When a line of the records below contains the string "type", copy that whole line.

(Entries provided begins)

PR #376, opened 2020-06-11
Allow libkrb5 lib read client keytabs

zpytela:
Allow ssh processes with the ssh_t type to search directories in the
/var/kerberos/krb5 directory labeled krb5_keytab_t and read files with
the same type in subdirectories.


wrabcak:
LGTM.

(Entries provided ends)

**Exercise result**
Allow ssh processes with the ssh_t type to search directories in the
the same type in subdirectories.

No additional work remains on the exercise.